The Indian oils and fats market

India is the world’s largest edible oil importer and the second most populous nation in the world, with over 1.2bn people. It imports some 11M tonnes/year of edible oil, against domestic production of 7-8M tonnes.

The country consumes around 19M tonnes/year of edible oil and per capita consumption stands at around 14-15kg, compared with a global average of 22.8kg.

India produces around 37M tonnes of oilseeds including soyabeans, rapeseed, mustard seed, peanuts, sunflowerseed, cottonseed and copra. It also produces other oilseeds such as castor, sesame, safflower and niger.

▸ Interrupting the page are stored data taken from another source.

PR #46, opened 2019-04-25
pysarApp: expose more parameters for empirical tropospheric delay correction

leixie-steven:
Hi Yunjun,

Issue: The pysarApp_template has the option "pysar.troposphericDelay.looks" for the multi-look in empirical troposphere correction. However, this parameter is not been passed when you call the method.

Will you consider to add the threshold setting option for the empirical troposphere correction since you have already implemented in the method? Or just leave it for the user-defined pipeline?

Regards,
Lei

### DIFF
--- a/pysar/defaults/pysarApp.cfg
+++ b/pysar/defaults/pysarApp.cfg
@@ -55,12 +55,12 @@ pysar.networkInversion.numWorker        = 40
 
 
 ########## Tropospheric Delay Correction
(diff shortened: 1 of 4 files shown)


leixie-steven:
Hi Yunjun,
It makes clearer using your suggested parameter name. I have updated it.
Best regards,
Lei

yunjunz:
Looks all good to me. Thank you Lei.

Yunjun

PR #58, opened 2019-05-03
geocode: add OMP_NUM_THREADS control

yunjunz:
+ add `geocode/check_num_processor()` to check `OMP_NUM_THREADS` if it's defined in environment variable and use it if `--nprocs` is not specified.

Increases in the population and lifestyle changes are driving the increase in edible oil consumption. A growing health and wellness trend means wealthier consumers are becoming increasingly aware of the quality and health value of the oils and fats they consume.

Palm oil remains the most widely consumed oil in India due to its blending versatility with other oils and competitive price. Palm oil’s food use consumption in India is expected to rise to 9.2M tonnes in 2014/15, against 3.2M tonnes for soyabean oil and 2.6M tonne for rapeseed oil.

With its widespread area and population, regional preferences exist for edible oil within India. Coconut, peanut and sunflower oils are popular in south India; peanut and cottonseed oil in Gujarat and Maharashtra; rapeseed oil in the northeast and northwest; soyabean oil in central India; and rice bran oil in eastern India.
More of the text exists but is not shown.